From the chart we can see that I spent a significantly higher amount in the month of Novemeber 2018. I booked my tickets to India in the month of Novemeber, thus, the spike in that month. Therefore, even though obvious, from the data I can conclude that there is a corelation between my spending and traveling history.

### Q4. Where did I spend most of my money?

```{r}
#money spent per category
sumCategory <- aggregate(YearEndSummary$Amount, by=list(Category=YearEndSummary$Category), FUN=sum)

ggplot(sumCategory, aes(x="", y=x, fill=Category)) + geom_bar(stat="identity", width=1) + coord_polar("y", start=0)+ labs(x = NULL, y = NULL, fill = NULL, title = "Spending by Category")
```

***

The pie chart on the left shows differnt categories in which I spent moeny and the amount of money spent in each category for the year 2018.\n

Thus, we can see that I spent the most of Travel/Entertainment.
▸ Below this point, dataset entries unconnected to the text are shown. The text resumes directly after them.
PR #3695, opened 2022-08-19
RoyalRender: handle host name that is not set

antirotor:
## Description

Not setting `AVALON_APP_NAME` to proper configured host name resulted in crashes in  `extract_review` and `integrate_subset_gorups` that relied on `app` resp. `hostName` to be set in context.

This is not directly related to RoyalRender, only that RoyalRender publisher doesn't set this as it is oblivious about host name to be used.

### DIFF
--- a/openpype/plugins/publish/integrate_subset_group.py
+++ b/openpype/plugins/publish/integrate_subset_group.py
@@ -93,6 +93,6 @@ class IntegrateSubsetGroup(pyblish.api.InstancePlugin):
         return {
             "families": anatomy_data["family"],
             "tasks": task.get("name"),
-            "hosts": anatomy_data.get("app"),
+            "hosts": instance.context.data["hostName"],
             "task_types": task.get("type")
         }
--- a/openpype/plugins/publish/integrate_subset_group.py
+++ b/openpype/plugins/publish/integrate_subset_group.py
@@ -93,6 +93,6 @@ class IntegrateSubsetGroup(pyblish.api.InstancePlugin):
         return {
             "families": anatomy_data["family"],
             "tasks": task.get("name"),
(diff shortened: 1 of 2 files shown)


iLLiCiTiT:
This mean that all filters based on host name won't work. Extract review won't produce what is expected for the host, integrator may not use right publish templates etc. I would recommend to set `AVALON_APP` to host name which is source of the publish sources.

Note: Using `AVALON_APP_NAME` was just a different approach how to get the host name and was requirement for royal render in past.

openpype/plugins/publish/integrate_subset_group.py
```diff
@@ -93,6 +93,6 @@ def get_profile_filter_criteria(self, instance):
         return {
             "families": anatomy_data["family"],
             "tasks": task.get("name"),
-            "hosts": anatomy_data["app"],
+            "hosts": anatomy_data.get("app"),
```
iLLiCiTiT, line 96: Well if we change it then use the right key :)
```suggestion
            "hosts": instance.context.data["hostName"],
```

antirotor:
> I would recommend to set `AVALON_APP` to host name which is source of the publish sources.

This is not unfortunately possible. Source application can be determined, but with completely different names than what we have configured in application manager so you would need to maintain arbitrary mapping of RoyalRender app names and ours. And you would actually need to have this application configured in OpenPype even if there is no other integration for it at all.

antirotor:
> This mean that all filters based on host name won't work

for this particular case I don't care. I've always considered this as poor mans alternative to proper integration. There are tons of things missing there, not only these functions.

iLLiCiTiT (approved):

PR #3697, opened 2022-08-19
Houdini: Publishing workfiles

antirotor:
## Feature

This is adding ability to publish **Houdini HIP files** as workfiles the same way as is currently done in Maya. It adds Validator that checks if paths inside specific nodes doesn't contain unresolved `$HIP`/`$JOB` variables (because one this workfile is copied to published area, those links would be broken). Validator has repair action to resolve those to absolute paths.

Validator is configurable to add more environments variable that should trigger it (albeit repair action will only resolve `$HIP` and `$JOB`)


m-u-r-p-h-y (approved):
workfile publishing works as expected.

published workfile visible in workfile loader.

image

iLLiCiTiT (changes requested):
There is again added submodule `OpenColorIO-Configs`

EDITED: Fixed

PR #3701, opened 2022-08-22
Unreal: Define unreal as module and use host class

iLLiCiTiT:
## Brief description
Unreal is OpenPype module and it's implementation registered as object inherited from `HostBase`.

## Description
Unreal in `openpype.hosts` works as openpype module and unreal integration is registered using `UnrealHost` object instead of `openpype.hosts.unreal.api` module.

## Testing notes:
1. Unreal should initialize project as usually
2. Unreal should launch successfully
3. Integration works as did (with publishing)

### DIFF
--- a/openpype/hosts/unreal/api/pipeline.py
+++ b/openpype/hosts/unreal/api/pipeline.py
@@ -14,6 +14,7 @@ from openpype.pipeline import (
 )
 from openpype.tools.utils import host_tools
 import openpype.hosts.unreal
+from openpypr.host import HostBase, ILoadHost
 
 import unreal  # noqa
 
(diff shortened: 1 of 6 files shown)


openpype/hosts/unreal/api/pipeline.py
```diff
@@ -14,6 +14,7 @@
 )
 from openpype.tools.utils import host_tools
 import openpype.hosts.unreal
+from openpypr.host import HostBase, ILoadHost
```
simonebarbieri, line 17: There's a typo here that does not allow openpype to be loaded correctly. Fixed that, everything seems to be working fine!

simonebarbieri (changes requested):

simonebarbieri (approved):

PR #3709, opened 2022-08-23
Maya: Use project name instead of project code

iLLiCiTiT:
## Brief description
Use project name for root preparation instead of project code.

## Description
Using project code can cause that anatomy won't be created for right project so root values will be invalid.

### Q5. How much did I spend on Gas each month?
```{r}
#money spent per category
Gas <- YearEndSummary
Gas <- Gas %>% filter(Category == "Gasoline")
GasMonth <- aggregate(Gas$Amount, by=list(Category=Gas$Month), FUN=sum)
ggplot(data=GasMonth, aes(x=Category, y=x, group=1)) +
  geom_line()+
  geom_point() +  scale_x_discrete(limits=c("Jan","Feb","Mar","Apr","May","Jun","Jul","Aug","Sep","Oct","Nov","Dec")) + labs(title = "Money spent on gas per month", x = "Month", y = "Amount($)")
```

***

Through the first four questions, I analyzed my travel history and big travel expenses. For the last question, I wanted to check my gasoline expenses. The line graph on the left shows the monthly gasoline expenditure. Thus, we can see that the month that I vacation, I spend less money on gas (as I am not driving).